*** Data records ***

PR #2408, opened 2026-03-31
feat: activate direct editing for new activities and events

### LINKED ISSUE #748: Activate direct editing on create for all flow nodes (Event, Gateway, ...)
__Feature Request__

* Always activate direct editing on create. This would simplify quickly sketching new processes with labels.

__Note__

Right now, direct editing is only activated for `TextAnnotation` and `Task`.

__Screen Cast with proposed Interaction__

direct-edit

ev-codes:
### Proposed Changes

closes #748 

Immediately open the name editor after creating any new activity (not just tasks) or any new event.

I excluded plain start and end events because:
- These typically do not have labels associated with them
- Plain start events in subprocesses (based on team feedback) almost never have labels. I believe we should treat plain start events consistently.

https://github.com/user-attachments/assets/d02d4d2e-2ec8-4908-808a-01343e0961f7

### Checklist

### DIFF
--- a/lib/features/label-editing/LabelEditingProvider.js
+++ b/lib/features/label-editing/LabelEditingProvider.js
@@ -149,8 +149,7 @@ export default function LabelEditingProvider(
 
   function activateDirectEdit(element, force) {
     if (force ||
-        isAny(element, [ 'bpmn:Task', 'bpmn:TextAnnotation', 'bpmn:Participant' ]) ||
-        isCollapsedSubProcess(element)) {
+        isAny(element, [ 'bpmn:Activity', 'bpmn:Event', 'bpmn:TextAnnotation', 'bpmn:Participant' ])) {
 
       directEditing.activate(element);
     }
--- a/lib/features/label-editing/LabelEditingProvider.js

*** End of Data records ***

- Exercise instructions
State how many lines in the records above contain the word "bpmn". Write the number alone.

- Solved problem
2